Exercise>
Go through the lines below one by one and count those holding the string "passes". Give the count alone.

Entries taken from a collection
#####
PR #40, opened 2017-08-28
Tokens fix

idanarye:


easypy/misc.py
```diff
@@ -18,12 +18,32 @@ def __repr__(self):
 
 class Token(str):
 
+    _all = {}
+
     def __new__(cls, name):
```
DoronCohen: This doesn't look thread safe if it matters

PR #41, opened 2017-08-29
PersistentCache: Support optional default

tigrawap:


easypy/caching.py
```diff
@@ -22,6 +22,7 @@
 _disable_persistance = bool(os.getenv("bamboo_planKey", os.getenv("WEKA_job_key", None)))  # disable this feature when running from bamboo
 
 
+_NONE = object()
```
koreno: use an easpy token, that's what they're for.
`from easypy.tokens import NO_DEFAULT`

unless there's some circular import... but there shouldn't be...

tigrawap: can't agree with this :/

One thing when you really need to pass token between parts of app - than well, maybe.
Another thing is when it's such case.... Absolutely unnecessary overhead and complexity. 

"Use it since we have it" - this is the only reason and it's not good enough

Why would I want to worry, that someone passes this token as default, due to some logic in app, when this parameter was passed from some function signature, where default was NO_DEFAULT?

Issue #44, opened 2017-08-30
singleton_context_manager does not play well with RLock


idanarye:
```python
from easypy.decorations import singleton_contextmanager_method
from threading import RLock, Thread, Event
from time import sleep


def test_singleton_contextmanager_method_with_rlocks_bad_order():
    class Foo:
        lock = RLock()

        @singleton_contextmanager_method
        def cm(self):
            with self.lock:
                yield

    foo = Foo()
    event1 = Event()
    event2 = Event()

    def lock_and_wait(event):
        with foo.cm():
            event.wait()

    thread1 = Thread(target=lock_and_wait, args=(event1,))
    thread1.start()
    sleep(1)
    thread2 = Thread(target=lock_and_wait, args=(event2,))
    thread2.start()

    event1.set()
    thread1.join()

    event2.set()
    thread2.join()
```

Running this test prints:

```
$ py.test tests/ -s -k test_singleton_contextmanager_method_with_rlocks_bad_order
========================================== test session starts ===========================================
platform linux -- Python 3.6.2, pytest-3.0.6, py-1.4.32, pluggy-0.4.0
rootdir: /files/code/easypy, inifile: pytest.ini
collected 118 items

tests/test_decorations.py Exception in thread Thread-3:
Traceback (most recent call last):
  File "/usr/lib/python3.6/threading.py", line 916, in _bootstrap_inner
    self.run()
  File "/usr/lib/python3.6/threading.py", line 864, in run
    self._target(*self._args, **self._kwargs)
  File "/files/code/easypy/tests/test_decorations.py", line 87, in lock_and_wait
    event.wait()
  File "/usr/lib/python3.6/contextlib.py", line 88, in __exit__
    next(self.gen)
  File "/files/code/easypy/easypy/decorations.py", line 114, in inner
    yield val
  File "/files/code/easypy/easypy/decorations.py", line 90, in __exit__
    self.ctm.__exit__(*sys.exc_info())
  File "/usr/lib/python3.6/contextlib.py", line 88, in __exit__
    next(self.gen)
  File "/files/code/easypy/tests/test_decorations.py", line 79, in cm
    yield
RuntimeError: cannot release un-acquired lock

.

========================================== 117 tests deselected ==========================================
================================ 1 passed, 117 deselected in 1.31 seconds ================================
```

(the test still passes, but there is an exception in a thread)

[...]

PR #45, opened 2017-08-31
Add TeamsLock

idanarye:
* Create a lock with a list of teams.
* When entering the lock you must declare your team.
* If the lock is acquired by your team you may enter.
* If the lock is acquired by a different team you will block.

### DIFF
--- a/easypy/concurrency.py
+++ b/easypy/concurrency.py
@@ -1240,3 +1240,78 @@ class synchronized_on_first_call():
             if not self.initialized:
                 self.initialized = True
             return ret
+
+
+class TeamsLock(object):
+    """
+    The lock always belong to one "team"(or no team), and other team members
+    can join the lock - but not members of other teams!
+
+    * Initialize with a list of team names
+    * Use the `.acquire_for_team(<team-name>)` context manager to lock for your team
+
+    Example:
+
+        lock = TeamsLock('foo', 'bar')
+
+        with lock.acquire_for_team('foo'):
+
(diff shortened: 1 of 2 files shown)


idanarye:
This is something I wanted to insert a while ago, but @koreno said my use-case is not good enough. Well - now it is!

When we start/stop Stress0 we need to pause the Mayhem - S0 can handle failures while it runs but not during the start/stop sequences. We used to have only one thing starting/stopping S0(the test), so `RWLock` was good enough - the mayhem actions were the readers and the test was the writer and multiple actions could run together but not when the test is trying to do things.

Now that we have filesystem actions, this is not enough:
* When we remove a filesystem group, we need to remove it's filesystems first
* When we remove a filesystem, we need to stop stress0 on it
* Stopping S0 takes some time, so we want to parallelize the process
* But... if every _stop-S0-on-filesystem_ thread will try to pause the mayhem in parallel - they'll just block each other(multiple writers)

As a poor man's `TeamsLock` I've strapped a `singleton_contextmanager_method` on the mayhem pause - but this does not work very well(#44). So I want to add `TeamsLock` as a solution to this problem.

P.S.: This _can_ be solved by locking **before** starting the concurrent subtasks, but we have four levels(entire system(during cleanup), filesystem group, filesystem and snapshot), and each must be aware of whether or not it is the top level. This can become quite a mess...

koreno:
So which teams would we have in our Mayhem/Stress0 scenario?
#####
Task output>
2